An optical waveguide chip that senses multiple organic pollutants could soon find use in environmental, clinical or security applications. Developed by a team from Germany and the UK, the fiber-pigtailed chip consists of a channel waveguide circuit that distributes evanescent light to 32 separate patches each sensitive to a specific water pollutant. The result is rapid, simultaneous and highly-sensitive fluorescence detection from the semiconductor laser powered device. The team has demonstrated its sensor for the key pollutant estrone, achieving a detection limit of less than 1 ng/L. (OPTICS EXPRESS 13 1124)
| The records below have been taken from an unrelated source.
Issue #253, opened 2026-07-03
fix(approval): unify pending/rejected exit-code contract for machine consumers


jisung-02:
## Background

The pending-approval state has a dedicated exit code 4 (`ExitCodePendingApproval`) and a JSON envelope (`"status": "pending_approval"`, `next_actions`) so that machine consumers can branch without parsing text. However, this contract only applies to the happy path of `exec`. On other paths, consumers that rely on exit codes or JSON alone—AI agents, CI scripts—misread the state. Lightweight-model agents in particular tend to branch on exit codes without interpreting stderr prose, so the inconsistencies below turn into real misbehavior.

## Problems

1. A reviewer rejection (`rejected`) exits with the same code 1 as a generic failure. It is distinguishable only by the message `"command was rejected by a reviewer"` (`api/event/event.go:358`, `cmd/exec/logs.go:90-94`), so an agent can misread it as a transient error, retry the rejected command repeatedly, and keep generating approval requests. This is asymmetric with pending approval, which does get its own exit code 4.
2. `alpacon websh SERVER "command"` (non-interactive execution) goes through `HandleCommandResult` only and is not wired to `HandlePendingApproval` (`cmd/websh/websh.go:227-230`). In the same pending-approval situation it prints the bare line `"command is awaiting human approval"` and exits 1, so a consumer expecting exit 4 (as on `exec`) branches into the failure path.
3. `alpacon exec logs JOB_ID` returns exit 0 for the pending-approval state (`cmd/exec/logs.go:82-88`). The "still in progress" intent is reasonable, but a consumer that only checks the exit code reads it as "succeeded with empty output" and marks the command as done. With `--output json`, the pending state is not emitted in a structured form either.

## Proposal

- Give `rejected` a dedicated exit code, or at minimum an `error_code` in the JSON envelope (e.g., `command_rejected`), so machines get a "do not retry" signal. The code itself now exists—see Status below. The original suggestion of `5` is no longer available: `ExitCodeServerBusy` took it, and the settled-without-a-grant code is `6`.
- Route the non-interactive command branch of `websh` through the same `RunExecWithApprovalWait` + `HandlePendingApproval` path as `exec`, so it shares the exit-4 contract.
- For the pending-approval case in `exec logs`, emit a `"status": "pending_approval"` envelope when `--output json` is set. Whether the plain-text path should keep exit 0 needs discussion (changing it is breaking).

## Status

[...]

PR #291, opened 2026-07-30
feat(event): add event watch to stream the event channel

jisung-02:
## Background

Half of the push-based notification #271 asks for, built on PR1 #287, PR2 #289, and PR3 #290.

The open question this PR had to settle first — event session expiry — changed its scope. An event channel token cannot be reused: the event server's check requires `opened_at IS NULL`, and since alpacon-server #2760 the token also carries a 60s TTL stamped at creation. The existing `wsListener` re-dialed that dead URL silently on a 30s backoff forever. Since a watch is meant to stay up for hours, a reconnect there means creating a new session and re-subscribing, so the command and that reprovisioning logic land together.

## What changed

| Commit | Change |
| --- | --- |
| `f277a01` | `provision` / `onConnected` / `onDialFailed` hooks and `readLimit` / `reconnectBaseDelay` fields on `wsListener` |
| `b3428e6` | `omitempty` on `EventSubscriptionRequest.TargetID` |
| `3619368` | `Watcher` — provisions a session per attempt, re-subscribes once connected |
| `2a7c9e8` | `renderEvent` — one line per frame |
| `2d05ddd` | `alpacon event watch`, and the deprecated `event` notice now points at it |
| `a5236e5` | review follow-up: usage line and the `--output json` help wording |
| `5a7087d` | review follow-up: `defer signal.Stop` on the watch signal channel |
| `30e1560` | review follow-up: a transient session-create failure retries instead of ending the command |
| `a64419e` | review follow-up: name the provision step in the connect-timeout comment |
| `671d4bf` | review follow-up: 408 and 429 leave the fatal session-create band |
| `f06bcad` | review follow-up: the test session-create failure body names its own status |

`--type` is required and is not validated locally: the server owns the type set, and PR3 pinned that a type the CLI has no constant for must still work. With `--output json` each line is the server frame compacted to a single line (NDJSON) — insignificant whitespace is dropped, but every field and the server's key order survive, including fields the CLI has no constant for; the table default prints four fixed fields — receive time, event type, sub type, and the target. stdout carries event lines only, everything else goes to stderr. `utils.PrintTable` is deliberately unused: it pages through `WriteToPager` and assumes a whole dataset.

`watch` does not interpret event types and stays up until SIGINT or SIGTERM. Terminal-state detection and the exit-code contract belong to PR5 (`wait`) and #253; this PR uses only 0 and 1. Per-decision rationale lives in each commit's Lore trailers.

## Safety

Server-supplied text reaches a TTY and an agent's log verbatim. Both frame fields and server error messages are stripped of ANSI escapes, control bytes, and Unicode format characters, and line breaks and tabs become spaces. A bidi override could otherwise render `denied` as `approved`, and a deleted newline would glue two server sentences into one word.

The WebSocket URL from the session response is validated with `url.Parse` before the dialer sees it. Letting the dialer fail on it yields a `*url.Error` that quotes the whole URL, and that URL carries a token that has not been consumed yet. Frames are capped at 1 MiB.

The `--output json` path is deliberately not sanitized, so C1 and DEL bytes pass through. That mode exists for lossless delivery to a machine consumer.

## Behavior changes

`connected` now closes after `onConnected` returns nil rather than right after the dial, so `WaitConnected` means connected and subscribed. The two existing listeners leave `onConnected` nil and are unaffected.

A failure before any successful subscribe is fatal: the watcher stops and exits 1 with the server's own message. Session creation is the exception, split by status — the request body is empty, so it cannot carry a caller mistake, and only a 4xx other than 408 and 429 proves retrying pointless. A 5xx, a 408, a 429, or a network error retries inside the connect window like a dial failure does. Failures after a first success are ordinary reconnect material, with the first failure of each outage announced once.

## Tests

```
gofmt -l .                                                     no output
go vet ./...                                                   pass
golangci-lint run ./...                                        0 issues
go test -race ./...                                            all packages pass
go test -race -shuffle=on -count=2 ./api/event/ ./cmd/event/    pass
```

Each of the eleven commits builds and vets independently in a throwaway worktree.

A review round found that `watch` called `signal.Notify` without a matching `signal.Stop`, unlike `cmd/tunnel/run.go:93` and `cmd/tunnel/tunnel.go:141`. Fixed in `5a7087d`. `api/websh/websh.go:220` has the same gap plus a `sigChan` goroutine that outlives the call, but it is not touched here — websh holds the terminal in raw mode, so changing its signal path needs its own verification.

Review also flagged that a pre-subscribe session-create failure was fatal while a dial failure in the same window was retried. Fixed in `30e1560`. `TestWatcher_SessionCreateFailureStopsAndSurfaces` asserted the old behavior on a 500 and would have kept passing for the wrong reason, so it was re-pointed at a 401 and joined by a retryable-status case. One consequence is left as is: a persistent 5xx now reports the connect timeout rather than the server's message, matching how a persistent pre-subscribe dial failure already behaves.

A follow-up round flagged that the resulting fatal band swallowed 408 and 429, the two 4xx that ask to be retried. Fixed in `671d4bf`, with the retryable case now table-driven over 502, 408, and 429 — the two new rows fail without the fix, so they are not passing for the wrong reason. `api/ftp/ftp.go:550` returns on any 4xx in the same way inside `cp`'s download retry loop. It is pre-existing and untouched here, and it needs more than the same two constants: `maxAttempts` reaches `fetchFromURLToFile` as 100 from `api/ftp/ftp.go:726` with a flat `time.Sleep(time.Second)`, so making 429 retryable there without changing the schedule would send 100 requests one second apart at a server that just asked for fewer. The event path is bounded instead by a doubling backoff under the 15s connect ceiling. That fix wants its own PR, with the backoff first.

Verified end to end against a local native stack — alpacon-server main `11e63ad9c` on :8000, event-server on :8082, backhaul-server, proxy-server, alpamon, Postgres 16, Redis:

- `notification` in table mode: `10:47:37	notification	probe	-`
- `work_session` in NDJSON: completing a session delivered `sub_type=completed` with `previous_status=active` and the full status payload
- `command_output` in NDJSON: `seq=0`, `content="hello-from-exec\n"`
- NDJSON is exactly one line per frame and preserves fields the CLI does not know
- Ctrl+C exits 0. A nonexistent target, an unknown `--type`, and a missing required target exit 1 immediately with `work_session_not_found`, `invalid_choice`, and `invalid_input` respectively, with no retry
- The channel row showed `token_created_at` plus a 60s TTL with `opened_at` set, confirming the token cannot be reused
- Killing and restarting the event server produced exactly one outage warning and one recovery warning, a new session row per attempt, and delivery resumed. The dial error carried only host:port, so no token leaked

Four types were not observed: `servers_commit` only fires on the first commit of a server that is not yet commissioned (`servers/api/views.py:299`), `sudo` runs inside websh's interactive MFA flow, and the four `cloud_*` types need a cloud account and a celery worker — the area #271 explicitly defers. `command_fin` and `command_reject` have no publisher in server code at all and exist only in the enum. Subscribing succeeds in every one of those cases.

## Known limitations

Once a work session reaches a terminal state the server deletes the subscription (`work_sessions/services.py:765`), so `watch` goes quiet rather than exiting. Events published while disconnected are lost, and if stdout stalls for over 60s the pong lapses and the connection is re-established.

`SudoListener` and `CommandOutputListener` stay on the static-URL constructor, so after a drop they re-dial a URL whose token can no longer be used and retry every 30s until `Stop`. Both were traced rather than assumed:

- `command_output` is covered. `streamSubscribed` runs a REST poller alongside the WebSocket, drains the remaining chunks over REST when the command finishes, and calls `Stop` there, so no output is lost and the retry loop is bounded by the command's lifetime. The only cost is that output during an outage arrives in a burst at the end.
- `sudo` has no equivalent fallback. The MFA request reaches the CLI only as a pushed event, and websh keeps the listener for the whole terminal session, so a drop mid-session means later `sudo` prompts never appear.

Neither is addressed here. Moving them onto provisioners changes websh and exec at runtime and needs its own verification, and the `sudo` case has not been reported in practice — so this is deliberately deferred and will be fixed if it comes up. Note commit `f277a01`'s `Directive` trailer calls it a follow-up, which predates this decision.

## Follow-ups

The server never deletes `EventSession` or `EventUserChannel` rows — there is no reaper, and DELETE only sets `closed_at` — so a long watch accumulates rows. That cannot be fixed in the CLI. Extending `utils.StripControlChars` to cover Cf runes would give websh and worksession rendering the same protection. Host validation on the server-supplied URL is pre-existing behavior, but this change exercises it in a permanent reconnect loop, which raises its priority.

Refs #271

## Checklist

- [x] `go test -race ./...` passes, golangci-lint reports 0 issues
- [x] Each of the eleven commits builds independently
- [x] Three event types received against a live local stack, with reconnect and exit codes measured
- [x] stdout/stderr separation and flag isolation confirmed on the binary

### DIFF
--- a/api/event/watcher.go
+++ b/api/event/watcher.go
@@ -3,11 +3,13 @@ package event
 import (
 	"errors"
 	"fmt"
+	"net/http"
 	"net/url"
 	"sync"
 	"time"
 
 	"github.com/alpacax/alpacon-cli/client"
+	"github.com/alpacax/alpacon-cli/utils"
 )
 
 const (
@@ -54,8 +56,8 @@ func NewWatcher(ac *client.AlpaconClient, eventType EventType, targetID string) 
 	return w
 }
 
-// Only after a first success: before that, a dial is worth retrying inside
-// WaitConnected's window rather than ending the command.
+// Only after a first success: before that, a retryable attempt is worth another try
+// inside WaitConnected's window rather than ending the command.
 func (w *Watcher) announceOutage(cause error) {
 	w.stateMu.Lock()
 	subscribed := w.subscribed
@@ -83,10 +85,21 @@ func (w *Watcher) Err() error {
 	return w.err
 }
 
+// The session request carries neither --type nor --target, so only a 4xx proves retrying
+// pointless. Anything else gets the retry window a dial failure already gets.
+func (w *Watcher) sessionCreateFailed(cause error) error {
+	if status := utils.HTTPStatusCode(cause); status >= http.StatusBadRequest && status < http.StatusInternalServerError {
+		return w.fail(cause)
+	}
+
+	w.announceOutage(cause)
+	return cause
+}
+
 func (w *Watcher) provisionSession() (string, error) {
 	session, err := CreateEventSession(w.ac)
 	if err != nil {
-		return "", w.fail(err)
+		return "", w.sessionCreateFailed(err)
 	}
 
 	// Rejected here because the dialer's own *url.Error quotes the whole URL, and this
@@ -137,10 +150,9 @@ func (w *Watcher) subscribe() error {
 	return nil
 }
 
-// A failure before any successful subscribe is fatal, so a bad target or an
-// unreachable server surfaces the server's own message rather than a generic connect
-// timeout. Session creation counts: before a first success nothing proves the request
-// valid. Later failures are ordinary reconnect material.
+// A failure before any successful subscribe is fatal, so a bad target or an expired
+// login surfaces the server's own message rather than a generic connect timeout.
+// Later failures are ordinary reconnect material.
 func (w *Watcher) fail(cause error) error {
 	w.stateMu.Lock()
 	fatal := !w.subscribed
--- a/api/event/watcher.go
+++ b/api/event/watcher.go
@@ -1,0 +1,182 @@
+package event
+
+import (
+	"errors"
+	"fmt"
+	"net/url"
+	"sync"
+	"time"
+
+	"github.com/alpacax/alpacon-cli/client"
+)
+
+const (
+	watchHandshakeTimeout = 10 * time.Second
+	watchFrameBuffer      = 256
+
+	// Bounded so a compromised server cannot grow the CLI's memory without limit.
+	watchFrameLimit = 1024 * 1024
+)
+
+// Watcher streams raw event frames for one event type. Event channel tokens are
+// single-use, so every dial attempt provisions its own session and re-subscribes once
+// connected. When WaitConnected returns false, Err holds the reason if it was fatal.
+type Watcher struct {
+	*wsListener
+	ac              *client.AlpaconClient
+	eventType       EventType
+	targetID        string
+	frames          chan []byte
+	reconnected     chan struct{}
+	reconnectFailed chan error
+
+	stateMu    sync.Mutex // guards channelID, subscribed, warned, err
+	channelID  string
+	subscribed bool
+	warned     bool
+	err        error
+}
+
+func NewWatcher(ac *client.AlpaconClient, eventType EventType, targetID string) *Watcher {
+	w := &Watcher{
+		ac:              ac,
+		eventType:       eventType,
+		targetID:        targetID,
+		frames:          make(chan []byte, watchFrameBuffer),
+		reconnected:     make(chan struct{}, 1),
+		reconnectFailed: make(chan error, 1),
+	}
+	w.wsListener = newProvisionedWSListener(ac, w.provisionSession, watchHandshakeTimeout)
+	w.readLimit = watchFrameLimit
+	w.handleFrame = w.handleMessage
+	w.onConnected = w.subscribe
+	w.onDialFailed = w.announceOutage
+	return w
+}
+
+// Only after a first success: before that, a dial is worth retrying inside
+// WaitConnected's window rather than ending the command.
+func (w *Watcher) announceOutage(cause error) {
+	w.stateMu.Lock()
+	subscribed := w.subscribed
+	w.stateMu.Unlock()
+
+	if subscribed {
+		_ = w.fail(cause)
+	}
+}
+
+func (w *Watcher) Frames() <-chan []byte { return w.frames }
+
+// Reconnected fires on each re-subscribe. Events published while disconnected are
+// lost for good: the event channel has no history to replay.
+func (w *Watcher) Reconnected() <-chan struct{} { return w.reconnected }
+
+// ReconnectFailed reports the first failure of each outage, so a stream whose
+// reconnects keep failing is distinguishable from a quiet one.
+func (w *Watcher) ReconnectFailed() <-chan error { return w.reconnectFailed }
+
+// Err returns the error that stopped the Watcher before it ever subscribed.
+func (w *Watcher) Err() error {
+	w.stateMu.Lock()
+	defer w.stateMu.Unlock()
+	return w.err
+}
+
+func (w *Watcher) provisionSession() (string, error) {
+	session, err := CreateEventSession(w.ac)
+	if err != nil {
+		return "", w.fail(err)
+	}
+
+	// Rejected here because the dialer's own *url.Error quotes the whole URL, and this
+	// URL carries a live channel token. Only the inner reason is safe to keep.
+	if _, err := url.Parse(session.WebsocketURL); err != nil {
+		var urlErr *url.Error
+		if errors.As(err, &urlErr) {
+			err = urlErr.Err
+		}
+		return "", w.fail(fmt.Errorf("server returned a malformed event channel URL: %w", err))
+	}
+
+	w.stateMu.Lock()
+	w.channelID = session.ChannelID
+	w.stateMu.Unlock()
+
+	return session.WebsocketURL, nil
+}
+
+func (w *Watcher) subscribe() error {
+	w.stateMu.Lock()
+	channelID := w.channelID
+	first := !w.subscribed
+	w.stateMu.Unlock()
+
+	if err := SubscribeEvent(w.ac, channelID, w.eventType, w.targetID); err != nil {
+		return w.fail(err)
+	}
+
+	w.stateMu.Lock()
+	w.subscribed = true
+	w.warned = false
+	// An unread notice describes an outage that is over: leaving it queued would
+	// misreport a healthy stream and crowd out the next outage's notice.
+	select {
+	case <-w.reconnectFailed:
+	default:
+	}
+	w.stateMu.Unlock()
+
+	if !first {
+		select {
+		case w.reconnected <- struct{}{}:
+		default:
+		}
+	}
+
+	return nil
+}
+
+// A failure before any successful subscribe is fatal, so a bad target or an
+// unreachable server surfaces the server's own message rather than a generic connect
+// timeout. Session creation counts: before a first success nothing proves the request
+// valid. Later failures are ordinary reconnect material.
+func (w *Watcher) fail(cause error) error {
+	w.stateMu.Lock()
+	fatal := !w.subscribed
+	if fatal {
+		w.err = cause
+	}
+	announce := !fatal && !w.warned
+	w.stateMu.Unlock()
+
+	if fatal {
+		w.Stop()
+		return cause
+	}
+
+	if announce {
+		// Never park the dial loop on an undrained notice; warned is set only on a
+		// delivered one, so a dropped notice is re-announced next attempt.
+		select {
+		case w.reconnectFailed <- cause:
+			w.stateMu.Lock()
+			w.warned = true
+			w.stateMu.Unlock()
+		default:
+		}
+	}
+
+	return cause
+}
+
+func (w *Watcher) handleMessage(raw []byte) {
+	// Copied because raw is handed to another goroutine through frames.
+	frame := make([]byte, len(raw))
+	copy(frame, raw)
+
+	select {
+	case w.frames <- frame:
+	case <-w.done:
+	}
+}
--- a/api/event/watcher.go
+++ b/api/event/watcher.go
@@ -86,9 +86,13 @@ func (w *Watcher) Err() error {
 }
 
 // The session request carries neither --type nor --target, so only a 4xx proves retrying
-// pointless. Anything else gets the retry window a dial failure already gets.
+// pointless—except 408 and 429, which ask for exactly that. Anything else gets the retry
+// window a dial failure already gets.
 func (w *Watcher) sessionCreateFailed(cause error) error {
-	if status := utils.HTTPStatusCode(cause); status >= http.StatusBadRequest && status < http.StatusInternalServerError {
+	status := utils.HTTPStatusCode(cause)
+	retryLater := status == http.StatusRequestTimeout || status == http.StatusTooManyRequests
+
+	if !retryLater && status >= http.StatusBadRequest && status < http.StatusInternalServerError {
 		return w.fail(cause)
 	}
 
--- a/api/event/watcher_test.go
+++ b/api/event/watcher_test.go
@@ -1,0 +1,332 @@
+package event
+
+import (
+	"encoding/json"
+	"fmt"
+	"net/http"
+	"net/http/httptest"
+	"strings"
+	"sync/atomic"
+	"testing"
+	"time"
+
+	"github.com/alpacax/alpacon-cli/client"
+	"github.com/gorilla/websocket"
+	"github.com/stretchr/testify/assert"
+	"github.com/stretchr/testify/require"
+)
+
+// newWatcherTestServer serves the session, subscription, and WebSocket endpoints on one
+// httptest server so a Watcher can run end to end. shouldUpgrade and subscribeStatus each
+// receive their own 1-based attempt count, in the order the runtime reaches them.
+func newWatcherTestServer(t *testing.T, shouldUpgrade func(attempt int32) bool, subscribeStatus func(attempt int32) int, wsHandler func(conn *websocket.Conn, n int32)) (*httptest.Server, *atomic.Int32, *atomic.Int32) {
+	t.Helper()
+
+	var sessions, conns, subscribes atomic.Int32
+	upgrader := websocket.Upgrader{}
+	mux := http.NewServeMux()
+
+	ts := httptest.NewServer(mux)
+
+	mux.HandleFunc(eventSessionsURL, func(w http.ResponseWriter, r *http.Request) {
+		n := sessions.Add(1)
+		w.Header().Set("Content-Type", "application/json")
+		_ = json.NewEncoder(w).Encode(EventSessionResponse{
+			ID:           "session",
+			WebsocketURL: "ws" + strings.TrimPrefix(ts.URL, "http") + "/ws/",
+			ChannelID:    fmt.Sprintf("channel-%d", n),
+		})
+	})
+
+	mux.HandleFunc(eventSubscriptionsURL, func(w http.ResponseWriter, r *http.Request) {
+		status := subscribeStatus(subscribes.Add(1))
+		w.Header().Set("Content-Type", "application/json")
+		w.WriteHeader(status)
+		if status >= 400 {
+			_, _ = w.Write([]byte(`{"detail":"Invalid input."}`))
+			return
+		}
+		_, _ = w.Write([]byte(`{"id":"sub"}`))
+	})
+
+	mux.HandleFunc("/ws/", func(w http.ResponseWriter, r *http.Request) {
+		n := conns.Add(1)
+		if !shouldUpgrade(n) {
+			return
+		}
+		conn, err := upgrader.Upgrade(w, r, nil)
+		if err != nil {
+			return
+		}
+		wsHandler(conn, n)
+	})
+
+	t.Cleanup(ts.Close)
+	return ts, &sessions, &subscribes
+}
+
+func alwaysCreated(int32) int { return http.StatusCreated }
+
+func alwaysUpgrade(int32) bool { return true }
+
+func alwaysRejected(int32) int { return http.StatusBadRequest }
+
+func TestWatcher_ForwardsFramesVerbatim(t *testing.T) {
+	frame := `{"event_type":"work_session","payload":{"category":"status","sub_type":"approved","unknown":1}}`
+
+	ts, _, _ := newWatcherTestServer(t, alwaysUpgrade, alwaysCreated, func(conn *websocket.Conn, _ int32) {
+		_ = conn.WriteMessage(websocket.TextMessage, []byte(frame))
+		for {
+			if _, _, err := conn.ReadMessage(); err != nil {
+				return
+			}
+		}
+	})
+
+	ac := &client.AlpaconClient{HTTPClient: ts.Client(), BaseURL: ts.URL}
+	w := NewWatcher(ac, "work_session", "ws-uuid")
+	w.Start()
+	defer w.Stop()
+
+	require.True(t, w.WaitConnected(3*time.Second))
+	require.NoError(t, w.Err())
+
+	select {
+	case got := <-w.Frames():
+		assert.JSONEq(t, frame, string(got))
+	case <-time.After(3 * time.Second):
+		t.Fatal("no frame received")
+	}
+}
+
+func TestWatcher_CreatesANewSessionOnReconnect(t *testing.T) {
+	ts, sessions, subscribes := newWatcherTestServer(t, alwaysUpgrade, alwaysCreated, func(conn *websocket.Conn, n int32) {
+		if n == 1 {
+			// The token is single-use, so recovering means a whole new session.
+			_ = conn.Close()
+			return
+		}
+		for {
+			if _, _, err := conn.ReadMessage(); err != nil {
+				return
+			}
+		}
+	})
+
+	ac := &client.AlpaconClient{HTTPClient: ts.Client(), BaseURL: ts.URL}
+	w := NewWatcher(ac, "work_session", "ws-uuid")
+	w.reconnectBaseDelay = testReconnectBaseDelay
+	w.Start()
+	defer w.Stop()
+
+	require.True(t, w.WaitConnected(3*time.Second))
+
+	select {
+	case <-w.Reconnected():
+	case <-time.After(5 * time.Second):
+		t.Fatalf("expected a reconnect, sessions=%d subscribes=%d", sessions.Load(), subscribes.Load())
+	}
+
+	assert.GreaterOrEqual(t, sessions.Load(), int32(2), "each attempt must create its own event session")
+}
+
+func TestWatcher_FirstSubscribeFailureStopsAndSurfaces(t *testing.T) {
+	ts, _, _ := newWatcherTestServer(t, alwaysUpgrade, alwaysRejected, func(conn *websocket.Conn, _ int32) {
+		for {
+			if _, _, err := conn.ReadMessage(); err != nil {
+				return
+			}
+		}
+	})
+
+	ac := &client.AlpaconClient{HTTPClient: ts.Client(), BaseURL: ts.URL}
+	w := NewWatcher(ac, "work_session", "not-a-uuid")
+	w.Start()
+	defer w.Stop()
+
+	assert.False(t, w.WaitConnected(3*time.Second), "a rejected subscription must not report connected")
+
+	err := w.Err()
+	require.Error(t, err)
+	assert.Contains(t, err.Error(), "failed to subscribe to work_session events")
+}
+
+func TestWatcher_FailureAfterFirstSuccessIsNonFatal(t *testing.T) {
+	firstOnly := func(attempt int32) int {
+		if attempt == 1 {
+			return http.StatusCreated
+		}
+		return http.StatusBadRequest
+	}
+
+	ts, _, subscribes := newWatcherTestServer(t, alwaysUpgrade, firstOnly, func(conn *websocket.Conn, n int32) {
+		if n == 1 {
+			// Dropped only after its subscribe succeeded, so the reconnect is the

Researchers in the US have made a silicon carbide (SiC) based avalanche photodiode (APD) that is sensitive over the UV range 250 - 370 nm. The team used the APD to perform single photon counting at room temperature. Dubbed SPAD and based on a 4H-SiC wafer design, the device measures 160 x 160 µm. Scientists from Rutgers University, NASA-Goddard Space Flight Centre and United Silicon Carbide measured a photon count rate of around 4.5 MHz when evaluating their device with a commercial UV LED source. The photodiode's quantum efficiency was observed to peak at 270 nm. (ELECTRONICS LETTERS 41 212)
Scientists in Japan have created a tunable distributed feedback (DFB) laser from an organic polymer waveguide. The team from Kyoto Institute of Technology tunes its laser between 484 and 508 nm by rotating an assembly formed by the waveguide and an aluminium mirror. The waveguide is made from a polymer-based solution that is spin-coated onto a glass substrate and left to dry under ambient conditions for 6 hours. Measuring 0.6 µm, the film supports TE0 mode lasing when pumped with 30 ps pulses from a frequency tripled Nd:YAG laser (355 nm) at a repetition rate of 10 Hz. (Applied Physics Letters 86 061101-1)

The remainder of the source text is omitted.